Fig 1: Series expansion of aliasing

If you count the number of cycles in the span of 100 years, it comes out to a little less than 26 cycles, or an approximately 3.9 year aliased period. If a low-pass filter is applied to this time series, which is likely what would happen in the lagged real world, a sinusoid of period 3.9 years would emerge.

The interesting simplification is that the series above can also be expressed exactly as a biennial + odd-harmonic expansion

[cos(\pi t) + cos(3 \pi t) + cos(5 \pi t) + ...] \cdot sin(\frac{2\pi}{T} t)

where T is given by

1/T = 1/2 + int(1/T_L) - 1/T_L

where the function "int" truncates to the integer part of the period reciprocal. Since T_L is shorter than the yearly period of 1, then the reciprocal is guaranteed to be greater than one.

As a check, if we take only the first biennial term of this representation (ignoring the higher frequency harmonics) we essentially recover the same time series.

Fig 2: Biennial modulation term

What is interesting about this factoring is that a biennial modulation may naturally emerge as a result of yearly aliasing, which is possibly related to what we are seeing with the ENSO model in its biennial mode.

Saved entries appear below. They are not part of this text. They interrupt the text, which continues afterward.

Issue #423, opened 2011-10-14
Sign-in popup has no scrollbars → confusing when zoomed in


aleksejrs:
If the zoom in ratio for the browserid.org is big, some content of the pop-up window is not visible. That’s very confusing, because there are no scrollbars.

lloyd:
firefox seems to not add scrollbars, chrome does.

lloyd:
for the record, what browser and OS were you on?

aleksejrs:
Firefox (probaby 8.0 Beta) on GNU/Linux.

lloyd:
I too can repro this on Linux, arch Linux Firefox.  This really sounds like a platform specific browser bug.  Let's look for this upstream in bugzilla...

shane-tomlinson:
@lloyd - in include.js, we have scrollbars=0 - suppressing scrollbars.

In MDN's window.open article under Notes on Scrollbars - https://developer.mozilla.org/en/DOM/window.open#Note_on_scrollbars, it notes 

```
user sets a minimum font size for pages which is bigger than the font-size the 
web author requested. People over 40 years old or with particular viewing habit 
or reading preference often set a minimal font size in Mozilla-based browsers.
```

Under the scrollbars option description, it notes 

```
Tip: For accessibility reasons, it is strongly encouraged to set this feature always to yes.
```

I experimented with setting `scrollbars=1` in OSX, Windows and Linux and all current browsers act sane w.r.t. when it displays the slider within the scrollbar.  All browsers show a scrollbar placeholder if the scrollbar is not needed, but show the slider when necessary.

I think we should enable the scrollbars for users who have their browser zoomed in.

lloyd:
If we don't have scrollbars in the default (non-zoomed) view in any of the browsers we support, then I'm +1

shane-tomlinson:
Screen shots:

https://skitch.com/set117/8n1pu/win7-firefox-unzoomed
https://skitch.com/set117/8n1qm/win7-firefox-zoomed

https://skitch.com/set117/8n1qh/safari-osx-unzoomed
https://skitch.com/set117/8n1xi/safari-osx-zoomed

https://skitch.com/set117/8n1tb/ubuntu-chrome-unzoomed
https://skitch.com/set117/8n1tx/ubuntu-chrome-zoomed

shane-tomlinson:
Update on this:

Testing various combinations of
resizable=0/1
scrollbars=0/1

In OSX

In Windows:
[...]

PR #1149, opened 2012-02-17
Fix zoom/scrolling issues across platforms.

shane-tomlinson:
- Set both resizable and scrollbars to 1 for users who have their browsers zoomed.
- Set the body's overflow-y to auto so no scrollbars are shown unless they are needed.

issue #423


lloyd:
r+ - given shanes extensive testing and discussion on IRC, I think we get this into dev and verify it.

Issue #2011, opened 2012-07-12
dev: if string is not localized, no string is displayed.


shane-tomlinson:
It should at least display the english version. I believe this started with the removal of node-gettext.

Independent of how many lunar gravitational terms are involved, the biennial modulation would remain as an invariant multiplicative factor.

For the ENSO signal, an anomalistic term corresponding to a biennial modulation operating on a 4.085 year sinusoid appears significant in the model

1/4.085 = 1/2 + int(365.242/27.5545) - 365.242/27.5545

which is expanded as this pair of biennially split factors (see ingredient #5 in the ENSO model)

1/4.085 ~ 2/3.91 - 2/1.34

6 thoughts on “Biennial Connection to Seasonal Aliasing

  1. Paul,
    Three comments:

    A. I think you may have a typo here:

    1/4.085 ~ 2/3.91 - 2/1.34 this should read
    1/4.085 ~ 2/3.91 - 2/7.52667

    B. Given an anomalistic month = 27.554550 days (J2000)
    the nearest whole harmonic of the one tropical year is:
    365.242189/13 = 28.095553 days

    (28.095553 x 27.554550) / (28.095553 - 27.554550) = 1430.9723235 days
    __________________________________________= 3.917872 trop. years

    and the nearest whole harmonic of two tropical years is:
    2 x 365.242189 / 27 = 27.05497696 days

    (27.05497696 x 27.554550) / (27.554550 - 27.05497696) = 1492.2496926 days
    ______________________________________________= 4.085644 trop. years

    C. One suggestion that might help with your study.

    You are using forcing terms with periods that alias the lunar anomalistic and draconic months with 1.0 and 2.0 tropical years. The problem with this approach is that (to second order) the Sun also plays a role in the determining the strength of the lunar tides.

    This means that you need to deal with times where the lunar synodic month and anomalistic (or Draconic) month align and ask yourself how they realign with the tropical or sidereal year.

    For example, the alignment between the synodic and anomalistic months takes place at multiples and half multiples of the Full Moon Cycle (FMC):

    (29.5305889 x 27.554550) / (29.5305889 - 27.554550) = 411.78444836 days
    ____________________________________________= 1.21742849 trop. yrs.
    ____________________________________________= 1.2738474 sider. yrs.

    These are just the Perigean Spring tides which take place every 205.9 days (= half of one FMC of 411.78445 days).

    Simple maths shows you that the nearest multiple of the FMC (in sidereal years) that takes place nearest to 2.00 sidereal years is:

    2 x 1.2738474 = 2.2547695 sidereal years which re-aligns with 2.00 sidereal years at a multiple of:

    (2.2547695 x 2.00) / (2.2547695 - 2.00) = 17.700468 sidereal years

    such that 5.0 x 17.700468 = 88.5023 sidereal years.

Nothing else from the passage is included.